The risk of losing out on collaborative research funding for both EU and UK institutions dominated concerns over the impact of Brexit as stakeholders committed to work more closely to lobby governments on both sides of the channel at the first EAIE conference after the UK’s referendum decision to leave the EU.
Jens-Peter Gual, secretary general of the German Rectors’ Conference (HRK), said research funding is the biggest issue at stake for universities in government negotiations, at one of two panel discussions addressing Brexit held during the three-day event in Liverpool.
Commenting on the UK government’s promise to underwrite any Horizon 2020 funding until the country leaves the EU, Gual said: “It’s a good thing but it’s kind of a minimum. What we need to have is stabilisation because we’re going through that transition phase now. What we can do is relatively limited.”
“We need the collaboration, we have to strengthen our relationships to the British institutions and the people there”
He lamented that Germany was, “more or less losing our cooperative co-leader under the umbrella of the European Union” and said UK-European partnerships made the region more competitive.
“The UK has been the cornerstone of the competitiveness of the European Union for the past decades so we’re losing considerably in our competition with the US, we don’t have the full power of the UK within so that should be the political aim,” he said. “We need the collaboration, we have to strengthen our relationships to the British institutions and the people there.”

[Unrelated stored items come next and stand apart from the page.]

PR #848, opened 2026-08-12
feat: filter and sort teams by name and status

### LINKED ISSUE #819: Teams: `name` and `status` filtering and sorting on `POST /teams/query`
## Context

The Teams directory (#797) has a search box and `Active` / `Inactive` tabs, but `POST /teams/query` only accepts `created_at` for filtering and sorting, so neither element can be built. The dev answers on that issue ([comment](https://github.com/zitadel/nextgen/issues/797#issuecomment-5251562323)) agreed to add both filters: search should cover all teams rather than the loaded page, matching partially and case-insensitively, and the search behaviour should be defined once so every resource can reuse it rather than solving it per screen.

## Scope

- Add `name` and `status` to the filter fields of `POST /teams/query`.
- `name` supports partial, case-insensitive matching through the existing `contains` operation. This defines `contains` on text fields as a case-insensitive substring match platform-wide, documented in the API contract.
- `status` supports `equals` with the contract's two values, `active` and `deactivated`.
- `name` and `status` also become sort fields. Name ordering follows the database's native collation.

Out of scope: a primary-domain field on `team-response` (answered in the same thread: needs its own model, not being added).

## Acceptance Criteria

- Filtering by `name` with `contains` matches substrings case-insensitively across all teams of the project, not just the fetched page.
- Filtering by `status` returns exactly the teams the API renders with that status.
- Sorting by `name` or `status` pages correctly through the cursor, with a stable order for ties.
- Invalid fields, operations, or values are rejected with a 400 and a message naming the offending input.
- The contract documents `contains` as a case-insensitive substring match to support partial, case-insensitive matching.

grvijayan:
Closes #819

## Summary

- `POST /teams/query` accepts `name` and `status` as filter and sort fields alongside `created_at`.
- `name` filters with `equals` and `contains`. The shared `stringFilter` now compiles `contains` to `LOWER(col) LIKE LOWER(?)` on all three dialects, so `contains` on text fields is case-insensitive platform-wide.
- `status` filters with `equals` on the contract's two values, `active` and `deactivated`. Unknown values and non-equality operations return 400; `not_equals` stays 501 like the other fields.
- Per the #622 decision (teams get no pending-purge lifecycle), reads now treat a `pending_purge` row as already gone: `List` ANDs an `Or(active, deactivated)` guard onto every query and `Get` returns not-found.
- Sorting by `name` follows the database's native collation and keeps the id tiebreaker for stable cursor pagination.

## Validation

- `go test ./... -count=1`
- `go test -tags postgres_integration -timeout 10m ./... -count=1`
- `go test -tags sqlite_integration -timeout 5m ./... -count=1`
- `go test -tags spanner_integration -timeout 9m -p 1 ./... -count=1`

## Changeset

- `@zitadel/server` minor: `name` and `status` become filter and sort fields on `POST /teams/query`; `contains` on text fields matches case-insensitively platform-wide.


api/openapi/endpoints/teams/query/methods.yaml
```diff
@@ -3,7 +3,9 @@ post:
   summary: Query teams
   description: |
     Returns the teams of a project, paginated with a cursor.
-    Teams of every lifecycle status are returned; each carries its `status`.
+    Teams of every lifecycle status are returned by default; each carries its
+    `status`. A `name` filter matches exactly with `equals` and
+    case-insensitively with `contains`.
```
IAM-marco: This documents case-insensitive `contains` on the teams endpoint, but the change is to the shared `stringFilter` at [list.go#L158-L165](https://github.com/zitadel/nextgen/blob/0654f5301de2857e3f2bceb1ec5d8f06645e493c/internal/service/list.go#L158-L165), so `POST /sessions/query`'s `user_id` filter changed with it.

[#819](https://github.com/zitadel/nextgen/issues/819) asks for that statement in the contract, not per endpoint: "This defines `contains` on text fields as a case-insensitive substring match platform-wide, documented in the API contract", repeated in the acceptance criteria. The shared home is [filter-operation.yaml](https://github.com/zitadel/nextgen/blob/0654f5301de2857e3f2bceb1ec5d8f06645e493c/api/openapi/components/schemas/filter-operation.yaml#L7-L9), which this PR touches only to strip trailing whitespace.

What follows is a sessions client seeing `contains` change behaviour with nothing in the contract saying so, and nothing in [the changeset](https://github.com/zitadel/nextgen/blob/0654f5301de2857e3f2bceb1ec5d8f06645e493c/.changeset/team-query-name-status.md) either. The PR description's changeset section says the note covers it; the file does not mention it.

Fix: describe the semantics on the `contains` entry in `filter-operation.yaml`, and add the platform-wide line to the changeset. Copilot raised the same gap on this file.

internal/service/list.go
```diff
@@ -145,13 +145,23 @@ func compareFilter[F ~uint8](op string, col database.Column[F], value any) (data
...
+		return "", domain.ErrRequestInvalid().WithDetails(fmt.Sprintf("%s filter value must be a string", f.Field))
+	}
+	return value, nil
+}
+
 // stringFilter maps an operation to a text filter.
 func stringFilter[F ~uint8](op string, col database.Column[F], value string) (database.Filter[F], error) {
 	switch op {
 	case filterOpEquals:
 		return database.StringEqual(col, value), nil
```
IAM-marco, line 162: `contains` on `name` now folds case, but `equals` on the same field stays byte-exact.

Team names are unique per project case-insensitively on every dialect: postgres indexes `(project_id, lower(name))` at [000002_teams.sql#L16-L18](https://github.com/zitadel/nextgen/blob/0654f5301de2857e3f2bceb1ec5d8f06645e493c/internal/storage/dialect/postgres/migration/sql/000002_teams.sql#L16-L18), and spanner and sqlite store a generated `name_lower`. So `Acme` and `acme` cannot both exist, yet `equals` treats them as different teams while `contains` treats them as the same one.

What follows: filtering `name equals "acme"` against a team stored as `Acme` returns an empty list, even though the schema guarantees that team is the only candidate.

[`database.StringEqualFold`](https://github.com/zitadel/nextgen/blob/0654f5301de2857e3f2bceb1ec5d8f06645e493c/internal/storage/database/filter_string.go#L47-L51) already exists. `stringFilter` is shared with sessions' `user_id`, so folding here would change that too; the choice likely belongs per field rather than in the shared helper.

Coverage: [team_test.go](https://github.com/zitadel/nextgen/blob/0654f5301de2857e3f2bceb1ec5d8f06645e493c/internal/service/team_test.go#L432-L446) pins the `StringEqual` shape, and the integration test does not exercise `equals` on `name`, so a casing mismatch would go unnoticed.

IAM-marco (changes requested):

internal/service/list.go
grvijayan: done in https://github.com/zitadel/nextgen/pull/848/commits/e488a44a1e4e5e51956fc604bc9dbe4987806a44

api/openapi/endpoints/teams/query/methods.yaml
grvijayan: done in https://github.com/zitadel/nextgen/pull/848/commits/e488a44a1e4e5e51956fc604bc9dbe4987806a44

IAM-marco (approved):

Janet Beer, vice-chancellor at the University of Liverpool, said the university stood to lose some £50m in EU research funding as a result of the referendum. Meanwhile, 650 European staff at the university face an uncertain future.
“Of course the insecurity for them endures for as long as the government doesn’t give us assurances about what will happen as regards their status,” she said adding that the university has already received 750 EU applications for 2017 “and as yet we don’t know what the funding regime is”.
Early applications to UK universities must be received by October 15 with most other applications due by January 15, 2017.
“We need to find some way of facing the future and reestablish our values, reestablish our reputation for inclusiveness and openness in the world and we need government help in this,” charged Beer.
Speaking with The PIE News, Vivienne Stern, director of Universities UK International, added that a clear call on EU student funding “is urgent”, but in the meantime the organisation is operating on a business as usual basis.
“The government is going to have to act to deprive European students of eligibility for loans and to make it difficult for universities to offer them UK level fees so until they say they are going to do that, we are saying nothing has changed,” she said. “I would like to see that in writing from a minister but I think that can be the message for now.”
At the Universities UK conference earlier this month, Minister of Science and Universities Jo Johnson acknowledged that universities have a “burning, burning need for clarity” on the topic of funding schemes for EU students in the UK. However, he was unable to offer any direction other than to say that EU-funded research projects would be advanced by the Autumn Statement.
“There’s a determination to fix this and a determination to make sure that international collaboration particularly in Europe doesn’t stop with Brexit”
Martina Weiss, secretary general of Swiss Universities, said the country’s own negotiations with the European Commission after the 2014 referendum to introduce quotas for all migrants into Switzerland have been affected by the UK’s vote.
“We realised we have no chance of getting anyone in Brussels to discuss all that. There are different priorities now in EU Brussels, Switzerland is a minor issue,” she said adding that negotiations between Switzerland and the EU will be more closely scrutinised.
“It’s more difficult for us to get a good deal because everyone is looking very closely… it cannot be too beneficial because then the UK would want the same thing as well.”
For collaborations between UK and Swiss higher education institutions specifically, Weiss commented: “We’re negotiating with a partner which has bigger problems themselves which is more difficult for us.”
Even though the looming uncertainty of Brexit was never too far from discussions, delegates from Europe and the UK vowed to remain positive.
“We had so many messages from European partners saying look this is terrible we feel bad but we’re going to work to make sure we can continue to collaborate,” said Stern.
“There’s a determination to fix this and a determination to make sure that international collaboration particularly in Europe doesn’t stop with Brexit and I don’t think it will.”